“I had to find even some slight glimmer, some ‘conditional’ optimism, after spending the morning in a climate change funk. I know it may be a long long shot, but I need to have hope in my life,” wrote a friend of mine the other day. We had been chatting online about how runaway global warming might play out in the distant future, say 30 generations from now, and Doug told me to get a better handle on all this, I should read a very good essay titled “Conditional Optimism” by a celebrated climate activist in North America.
He also steered me to another very good essay about humanity’s future if we don’t solve the climate change problem within the next 100 or 200 years. I read it with eyes wide open, just as I read Dr Vox’s piece on “conditional optimisim,” but I found Morgan Phillip’s piece from London about the A-word — adaptation versus mitigation — more to my liking. You can read both essays and then decide for yourself which one is the best fit for your way of thinking.
“Whatever happens and however we get there, full decarbonisation must be the ultimate goal,” Phillips, says. “Whether this can be achieved in 30 years or 130 years, it will eventually lead us to a time (anything between 100 and 1,000 years in the future) when levels of CO2 in the atmosphere return to pre-industrial levels. At this point, with no need for negative emissions technologies or geoengineering, global cooling will commence. Water will turn back to ice at the north and south poles and restore some sort of equilibrium to planet Earth. The longer we rely on fossil fuels, the more we delay, then the deeper and more prolonged the suffering.”
According to Phillips, we are dealing with a simple equation: ‘Dangerous’ climate change is coming but ‘catastrophic’ warming is still avoidable, and we have to do everything we can to prevent it.
Phillips says that things look, in the end, depressing.
”The trajectory we are on is to a world that is 3 degrees Centrigrade warmer than today and controlled by an all-powerful planetary sovereign. With this realization in mind we can find ourselves staring into the abyss. The emotional strain climate change is having among climate scientists and the general public is already getting global media coverage. The realization that the window for climate change mitigation has closed is spreading through the environmental sector and soon the wider population. It is a moment in time that we, as a movement, need to be prepared for,” he writes.
Martin Luther King said ‘’I have a dream’’, not ‘’I have a nightmare’’, and it was no accident, says Phillips, adding: “We feel a need to give people hope and we believe it to be effective; but it is not easy to do and does not guarantee victory.”
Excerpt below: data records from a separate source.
Issue #6316, opened 2017-05-22
Bug in ScreenDistanceSpec serialization


philippjfr:
Unfortunately I haven't been able to create a small reproducible example for this issue but I think I've tracked down why it occurs. The specific error I'm referring to is this:

>ValueError: expected an element of either String, Dict(Enum('field', 'value', 'transform'), Either(String, Instance(Transform), Float)) or Float, got {'units': 'screen', 'field': 'size'}
 
The traceback mentions this line:

```python
def to_serializable(self, obj, name, val):
    d = super(ScreenDistanceSpec, self).to_serializable(obj, name, val)
    d["units"] = "screen" <----
    return d
```

The issue appears to be that in descriptors.py the container object is passed through to be serialized:

```python
self.property.to_serializable(obj, self.name, getattr(obj, self.name))
```

And the ``DataSpec.to_serializable`` just passes the container object through without making a copy, which means ScreenDistanceSpec tries to directly modify the container triggering the ValueError. The error occurs in 0.12.6dev{4, 5} but not 0.12.5. I'll continue trying to make a minimal example as currently I can only trigger it with a holoviews gridplot of scatter points.

mattpap:
>  but not 0.12.5

btw. Last commit (57068d6) that touches this code was merged in 0.12.4.

philippjfr:
Thanks, I'll do a bisection to figure out the actual source of the issue then.

bryevdv:
I think having the superclass always  return a new dict is reasonable. There is one branch where it is not doing that:

https://github.com/bokeh/bokeh/blob/master/bokeh/core/properties.py#L1489

There also seems to be a branch that could return `None` (at the top) not sure if that's actually not a real concern in practice or if it should be guarded against in subclasses.

Can you make a PR for this and test it out?

PR #6318, opened 2017-05-23
Ensure DataSpec.to_serializable returns new dict

philippjfr:
Fixes issue #6316 associated with ``ScreenDistanceSpec`` and ``DataDistanceSpec`` attempting to set ``units`` directly on a container, triggering a validation error. I'm still looking for a small reproducible example that could be tested but this seems to be the safer approach regardless.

To prolong the creditability of hopeful messages about behavior change and technology we may need to reframe them as ways to prevent ‘‘catastrophic’’ rather than ‘’dangerous’’ climate change. But we cannot assume that this will be enough. There is evidence to suggest that hope may not be the powerful force we assume it is.
In 2017, two academics examined the role of optimism in climate change communications and their findings can be summarized as seen below, according to Phillips.
Emotional distress is strongly correlated with mitigation motivation; hope is not.
Optimistic messages about carbon emissions reduce climate change risk perceptions.
Less risk leads to less distress, which in turn lowers mitigation motivation.
Pessimistic climate change messages avoid complacency without eroding efficacy.
This, alas, is ”the hope conundrum.”
As well as finding something optimistic to say about climate change, we should perhaps be asking if hopeful messages are effective messages? If they aren’t, how else should we sign off when we talk to people about climate change? Especially if simply leaving people feeling reassured is problematic.
In a widely circulated oped essay, climate scientist Kate Marvel concluded that what we should be giving people is ”courage,” not ”hope.”
“We are all fated to live lives shot through with sadness, and are not worth less for it. Courage is the resolve to do well without the assurance of a happy ending,” she wrote.
Given the proximity of a substantially warmer world in the coming decades and centuries, can we afford to stay distracted by the false promises of messengers of hope, born-to-fail annual U.N. climate conferernces and behavior change by the wealthy classes of the world? Or, Phillips asks, should we instead focus more fervently on ”adaptation”?
After I read his very good and insightful article, I wrote to him by email: “Sir, I have a different vision and it takes courage for me to spell it out here. I will add more later. I have seen the future and this is my Jeremiad. We have 30 more generations to prepare, generation after generation, for the ultimate end of humankind on Earth in 500 to 1000 years. Perhaps not for 3,000 or 5,000 years. But ‘The End’ — or whatever one wants to call it — is coming. We did it to ourselves. All the Kate Marvel and Katharine Hayhoe and Eric Holthaus hope in the world won’t undo it. So I am suggesting to readers here, and to you Morgan as well, that we start thinking about how we can help future generations to learn to lie down and die en masse with grace and dignity as the final centuries, decades, years and days come. Our artists and writers and poets and film makers need to write guides and books and poems and novels and movies for them.”